[edit]
A Single Stepsize Suffices for Unprojected Linear TD(0): Simultaneous Robust and Fast Rates via Polyak–Ruppert Averaging
Proceedings of Thirty Ninth Conference on Learning Theory, PMLR 336:4588-4634, 2026.
Abstract
We study linear TD(0) under Markovian sampling, where data are generated along a single trajectory.

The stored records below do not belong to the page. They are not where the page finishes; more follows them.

PR #1292, opened 2022-02-16
feat(TypeScript): remove original ts/tsx files and only leave type definition files

tujoworker:
There are setups and cases where it is not recommended to have `.tsx` files inside `node_modules`. Until now we have just published the raw ts source files in order to let projects use the types of our ts components, while we had definition files for the rest.

With this PR – we change this, so we only end up with definitions files.

I will squash all commits on pr merge. But the intention is to get out a **beta** version first.

Here is the [beta release](https://github.com/dnbexperience/eufemia/releases/tag/v9.23.0-beta.1) and the [ci logs](https://github.com/dnbexperience/eufemia/runs/5213124846)


dinarosv (approved):
So great that you fixed this! 👏

tujoworker:
A second beta was released in corporation with the issue reporter.

PR #1293, opened 2022-02-16
Fix disabled tertiary dropdown

AadneRo:
Fix bug where the disabled dropdown of type tertiary don't have tertiary styling

Now the tertiary dropdown will look like the tertiary button when disabled


tujoworker (approved):
Awesome 🙌 Thank you so much! 

Just one thing from my side; If you either reword the git commit message by starting with `fix: ...` or make that change during the pr merge by choosing squash and give it that message prefix.

More on that topic here: https://eufemia.dnb.no/contribute/style-guides/git#commit-messages

packages/dnb-eufemia/src/components/dropdown/Dropdown.js
```diff
@@ -527,9 +527,12 @@ class DropdownInstance extends React.PureComponent {
       ),
     }
 
+    /* fixes issue where disabled tertiary dropdown have border */
+    const enableTriggerStyles = !(disabled && variant == 'tertiary')
+
     const triggerParams = {
       className: classnames(
-        'dnb-dropdown__trigger',
+        enableTriggerStyles && 'dnb-dropdown__trigger',
```
dinarosv, line 535: Instead of disabling this class, which have some dependencies in `_dropdown.scss`, would you consider changing the css in `dnb-dropdown-theme-ui.scss` instead? Found the applied weird border styling there :)

dinarosv (changes requested):
Nice that you fixed this so fast 😍  Just had one comment to maintain consistency in this component :)

langz (approved):

packages/dnb-eufemia/src/components/dropdown/Dropdown.js
tujoworker: yeah, so basically use CSS to fix it, instead JavaScript. That makes sense.

AadneRo: Removing that results in:
Screenshot 2022-02-16 at 14 50 44

dinarosv: But also just doing this for variant tertiary of course 😊  @AadneRo

tujoworker: @AadneRo We can have a quick chat tomorrow maybe?

AadneRo: That would help, thank you

AadneRo: I think I managed @tujoworker

tujoworker: Yes! Wonderful ✨

Two more, but small things 🙏 

- run `yarn test:update dropdown`
- run `git commit --amend` and write `fix` lower case? It would else not be picked up and displayed on the [releases page](https://github.com/dnbexperience/eufemia/releases)

And tell me more about what makes you happy 😆

Screenshot 2022-02-17 at 11 51 08

dinarosv (approved):
Wiiii, nice fix 🙌 ✨

packages/dnb-eufemia/src/components/dropdown/Dropdown.js
AadneRo: 😂 I tried to import an icon first, and got frustrated when it didn't work. That led to angy-face.

Updated the commit message now, and with the test:update

PR #1295, opened 2022-02-17
feat(esm): remove esm directory in package build

tujoworker:
Because we copy all content from `/esm` to one level back, it contains almost only duplications. This redundancy we remove with this merge.

Package reduction is from `9.26 MB` to `8.74 MB`

Also here a beta version was released: https://github.com/dnbexperience/eufemia/releases/tag/v9.23.0-beta.3


dinarosv (approved):
Good! 🤩

PR #1296, opened 2022-02-17
fix(Styles): ensure independent styling packages have declared their dependencies

tujoworker:


dinarosv (approved):
Good! Did you find each manually or some automatic magic?

PR #1297, opened 2022-02-17
feat(ProgressIndicator): Add aria-valuenow value

thaytharma:
Add `aria-valuenow`values to `ProgressIndicator` when progress property is defined for accessibility reasons.

From MDN Docs: https://developer.mozilla.org/en-US/docs/Web/Accessibility/ARIA/Attributes/aria-valuenow
 - The aria-valuenow enables defining a current numeric value between the minimum and maximum values. The minimum and maximum values are defined with [aria-valuemin](https://developer.mozilla.org/en-US/docs/Web/Accessibility/ARIA/Attributes/aria-valuemin) and [aria-valuemax](https://developer.mozilla.org/en-US/docs/Web/Accessibility/ARIA/Attributes/aria-valuemax). 
 - If there is no known value, like when a progress bar is in an indeterminate state, don't set an aria-valuenow attribute.

### DIFF
--- a/packages/dnb-eufemia/src/components/progress-indicator/ProgressIndicatorCircular.js
+++ b/packages/dnb-eufemia/src/components/progress-indicator/ProgressIndicatorCircular.js
@@ -166,6 +166,7 @@ export default class ProgressIndicatorCircular extends React.PureComponent {
       params.role = 'progressbar'
       params['aria-label'] = title
       params['title'] = title
+      params['aria-valuenow'] = progress
     } else {
       params.role = 'alert'
       params['aria-busy'] = true
--- a/packages/dnb-eufemia/src/components/progress-indicator/ProgressIndicatorLinear.js
+++ b/packages/dnb-eufemia/src/components/progress-indicator/ProgressIndicatorLinear.js
@@ -79,6 +79,7 @@ export default class ProgressIndicatorLinear extends React.PureComponent {
       params.role = 'progressbar'
       params['aria-label'] = title
       params['title'] = title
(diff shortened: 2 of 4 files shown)


tujoworker:
Ohh, your thoughts are good!

I double checked it with VO and NVDA, so with this PR change, we get:

`role="progressbar" aria-label="87,13&nbsp;%" title="87,13&nbsp;%" aria-valuenow="87.12636482948174"`

which results in this for VO:

Screenshot 2022-02-18 at 09 01 06

and NVDA:

Screenshot 2022-02-18 at 09 13 18

I can't remember if its possible to avoid or use a different "formatter"? But having the ability to show a custom formattet title, would probably be a better choice to present numbers.

What do you think?

thaytharma:
> Ohh, your thoughts are good!
> 
> I double checked it with VO and NVDA, so with this PR change, we get:
> 
> `role="progressbar" aria-label="87,13&nbsp;%" title="87,13&nbsp;%" aria-valuenow="87.12636482948174"`
> 
> which results in this for VO:
> 
> Screenshot 2022-02-18 at 09 01 06
> 
> and NVDA:
> 
> Screenshot 2022-02-18 at 09 13 18
> 
> I can't remember if its possible to avoid or use a different "formatter"? But having the ability to show a custom formattet title, would probably be a better choice to present numbers.
> 
> What do you think?

We already have the title in place, right? 🤔
I can decline this PR until we find a better solution! 😊

tujoworker:
Yes, we have a title. But only for percentage I think – as of now.

PR #1298, opened 2022-02-18
fix(Tag): fix Tag.Group spacing

tujoworker:
Old
Screenshot 2022-02-18 at 14 24 15

New
Screenshot 2022-02-18 at 14 24 25

Flex `gap` ensures we do not get extra spacing at the bottom or on the right side. So its a good option.

But `gap` is not the best option when it comes to flexibility. But for the Tag component it may be just good enough. Because – in case where a custom spacing is used, it comes in addition. But that's probably OK.


dinarosv (approved):
This is a great solution! Nice teamwork 👏

sivran (approved):

PR #1301, opened 2022-02-21
fix(Tabs): align to correct UI

tujoworker:
Align to UX defined "Tab menu" UI.

From
Screenshot 2022-02-21 at 21 34 39

To
Screenshot 2022-02-22 at 14 35 04

- [x] This PR relies on #1299 and needs to get rebased before merge.


dinarosv (commented):
Skjermbilde 2022-02-22 kl  14 26 13

I think it did look better with the smaller focus ring, which got approved by Casper when we changed it last time (in november). But I can't remember why it is different in Figma, has it been changed since? 🤔

tujoworker:
> has it been changed since?

Not that I'm aware of. I can change that back and we then change it in Figma.

PR #4726, opened 2025-03-11
fix(Forms): ensure `minDate`/`maxDate` does not interrupt first form submit

tujoworker:


tujoworker:
> Is it safe to remove this?
> One would think the code removed had some functionality?

Yes, talked with @joakbjerk about it. It was to show errors initially, when provided from outside. But we do not do this in all other fields. Its the onBlur event or the form submit event that will show errors. So we needed to add `validateInitially` to the tests that then failed.

PR #4727, opened 2025-03-11
fix(Value.SummaryList): styling `Value.*` components with help button

langz:
Motivation: https://dnb-it.slack.com/archives/CMXABCHEY/p1741697990566819?thread_ts=1740042283.488439&cid=CMXABCHEY
CSB of the problem: https://codesandbox.io/p/devbox/value-padding-summary-list-forked-5cxffw?workspaceId=ws_LbiDwJdEBdbwxH2AkyAyVE

Thoughts and description based on the newly added screenshot test:

valuesummarylist-have-to-match-with-help-help-button snap

The reporter also has some uncertainties regarding: _The help text has some padding and rounded corners when inside a SummaryList . Might be intentional, might not be? 🤔_ 

- [x]  Screenshot tests and example
- [x] The actual fix
- [x] Update screenshot tests to reflect fix


packages/dnb-eufemia/src/extensions/forms/Value/SummaryList/__tests__/SummaryList.screenshot.test.ts
```diff
@@ -36,6 +36,14 @@ describe('Value.SummaryList', () => {
     expect(screenshot).toMatchImageSnapshot()
   })
 
+  it('have to match with help help button', async () => {
```
langz, line 39:
```suggestion
  it('have to match with help button', async () => {
```

tujoworker (approved):
There are several significant changes. I would like to add more integrations tests when I get time. But I would like of you take a look over relevant examples.

tujoworker:
Added the possibility to have own widths for values. We may adjust them later.

packages/dnb-eufemia/src/extensions/forms/ValueBlock/style/dnb-value-block.scss
```diff
@@ -74,27 +82,39 @@
...
+        margin-right: 0.3em;
+      }
+    }
   }
 
   // Composition block
   &__composition--horizontal &__content {
     display: flex;
     flex-flow: row;
+    flex-wrap: wrap;
```
tujoworker, line 117: Makes it possible for --next-line to wrap on a new line. `flex-basis: 100%;` ensures that.

tujoworker (approved):

packages/dnb-eufemia/src/extensions/forms/FieldBlock/FieldBlockDocs.ts
```diff
@@ -78,7 +78,7 @@ export const FieldBlockProperties: PropertiesTableProps = {
   },
   composition: {
     doc: 'Use `true` for when you have more than one field wrapped.',
-    type: 'string',
+    type: 'boolean',
```
langz, line 81:
```suggestion
    type: 'true',
```
Not sure if it's correct to say type  `type: 'true'` or not, but TS complains if I do:
`<FieldBlock composition={false}>`:
`Type 'false' is not assignable to type 'true'.ts(2322)`

langz (commented):
Wow, great work @tujoworker, thanks for taking on such a complex task ⭐ 

The only thing I see, which I'm unsure of in the screenshot tests is the placement of the help button for Value's without labels, like Value streetNr in the street composition:
```
<Value.Composition
  label="Street"
  help={{
    open: true,
    title: 'Help title',
    content: 'Help content',
  }}
>
  <Value.String path="/streetName" />
  <Value.Number
    path="/streetNr"
    help={{
      open: true,
      title: 'Help title',
      content: 'Help content',
    }}
  />
</Value.Composition>
```

Should the help button be placed before(as it is) or after the value, when there's no label provided.

Screenshots, the value to look for is 12 that's the Value streetNr:
https://github.com/dnbexperience/eufemia/pull/4727/files#diff-005ce2d5c2762e2e3ab3ee800950078094ecb34729ccd37a84a7c857c4a37368

image

packages/dnb-eufemia/src/extensions/forms/Value/Composition/CompositionDocs.ts
```diff
@@ -1,10 +1,11 @@
 import { PropertiesTableProps } from '../../../../shared/types'
 import { ValueProperties } from '../ValueDocs'
 
-const { label, transformLabel } = ValueProperties
+const { label, transformLabel, help } = ValueProperties
 
 export const CompositionProperties: PropertiesTableProps = {
   label,
+  help,
```
langz, line 8: Nice catch👏

langz (commented):
In the given screenshot test, 
https://github.com/dnbexperience/eufemia/pull/4727/files#diff-f912aeea850e0147e5bd531dddae198be1e6096a18be371eccb78c7507bff642

image

Is it correct that we wrap all the labels so early? From a visual standpoint, it feels like they could use more of their available width before breaking into a new line 🤔 The help buttons takes the full width.
Or perhaps we/I need to add a property to make sure that the labels can use the full available width?

tujoworker:
> The help buttons takes the full width.

The content of the help button has also a max width, but it is larger than the field/value width of `large`. We can and probably should adjust it. But in another PR.

tujoworker:
> Should the help button be placed before(as it is) or after the value, when there's no label provided for a field in a Field.Composition?

Great question. I don't know. But I gave it a try with flex.

packages/dnb-eufemia/src/extensions/forms/ValueBlock/style/dnb-value-block.scss
```diff
@@ -50,11 +51,20 @@
...
+    // Make it possible to omit labels in a SummaryList with a horizontal/grid layout that has a label
+    margin-bottom: 0;
+  }
 
   &__help {
     display: flex;
     flex-flow: column;
 
+    .dnb-card & {
+      // Make it possible to that &__help--next-line wraps to a new line
```
langz, line 64:
```suggestion
      // Make it possible so that &__help--next-line wraps to a new line
```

We provide high-probability guarantees for a plain \emph{unprojected} TD(0) algorithm with Polyak–Ruppert (PR) averaging, using a \emph{single} stepsize schedule $\eta_t \propto 1/(\tau_{\mathrm{mix}}\log(t)\,\sqrt{t})$ that depends on mixing time but requires \emph{no prior knowledge of the curvature parameter $\omega$}. Our first result shows that such a choice of the stepsize guarantees that the TD(0) iterates are automatically and uniformly bounded \emph{with high probability}, without projections and without any stability argument based on $\omega$. Building on this result, we establish a simultaneous high-probability convergence guarantee for the PR average: the same stepsize yields both a robust curvature-free $\widetilde{\mathcal O}(\tau_{\mathrm{mix}}/\sqrt{T})$ rate and a fast curvature-dependent $\widetilde{\mathcal O}(\tau_{\mathrm{mix}}^2/(\omega T))$ rate, with the bound taking the minimum of the two. The core technical ingredient is a Poisson-equation toolkit for geometrically mixing Markov chains, which decomposes Markov noise into a martingale term plus a controlled remainder and enables a new self-bounding inductive argument for pathwise stability.